K Nithyananda Reddy, Vice Chairman and Managing Director, Aurobindo said, “We are delighted with the timely permission from DCGI for the licensed version of Molnupiravir (Molnaflu) as it opens up access to an affordable treatment option for COVID-19 patients and enable us to help battle the pandemic with effective and high-quality pharmaceutical products.”
For the licensed version of Molnupiravir, Aurobindo enjoys backward integration with in-house API (active pharmaceutical ingredient) manufacturing which equips it with stronger control on the Quality systems and Supply chain.
The product will be made at the Company’s manufacturing facilities in India that are approved by global regulatory agencies including USFDA and UK MHRA.
The company has adequate capacities to meet the global demand across the over 100 LMI Countries for the product, Aurobindo said.

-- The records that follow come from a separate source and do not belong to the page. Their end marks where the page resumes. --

PR #1390, opened 2023-09-27
[ENG-1143] Media View sort by date taken

brxken128:
This uses the unix epoch time, it's stored as a `BigInt?`. We can successfully ascendingly and descendingly order by the true date an image was taken.

The `BigInt` is retrieved on-demand, and never go anywhere near RSPC so we are more than okay in that regard.

I cleaned up some other code and made a start on fixing the date displayed in the UI. Keeping this as a draft until specta, rspc and dayjs learn to play nicely.


brxken128:
Couldn't get `dayjs` to work so we just show the raw UTC/Naive time in the UI instead.

jamiepine (dismissed):
good to go

Brendonovich (approved):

For the generic version of Molnupiravir, the company said it enjoys backward integration with in-house API manufacturing which equips it with stronger control on supply chain and cost efficiencies.
“The product will be manufactured at the company’s manufacturing facilities in India that are approved by global regulatory agencies including USFDA and UKMHRA.
The company has adequate capacities to meet the global demand across the 100 plus LMIC for the product,” it noted.
The DCGI, based on the review of clinical data of Molnupiravir, has given permission to manufacture and market anti COVID-19 pill Molnupiravir for restricted emergency use in India for treatment of adult patients, subject to certain conditions.
Molnupiravir is the first oral antiviral approved by the UK Medicines and Healthcare products Regulatory Agency (UKMHRA) for the treatment of mild-to-moderate COVID-19 in adults.
It has also been recently approved by the US Food and Drug Administration (USFDA) and under Emergency Use Authorisation (EUA).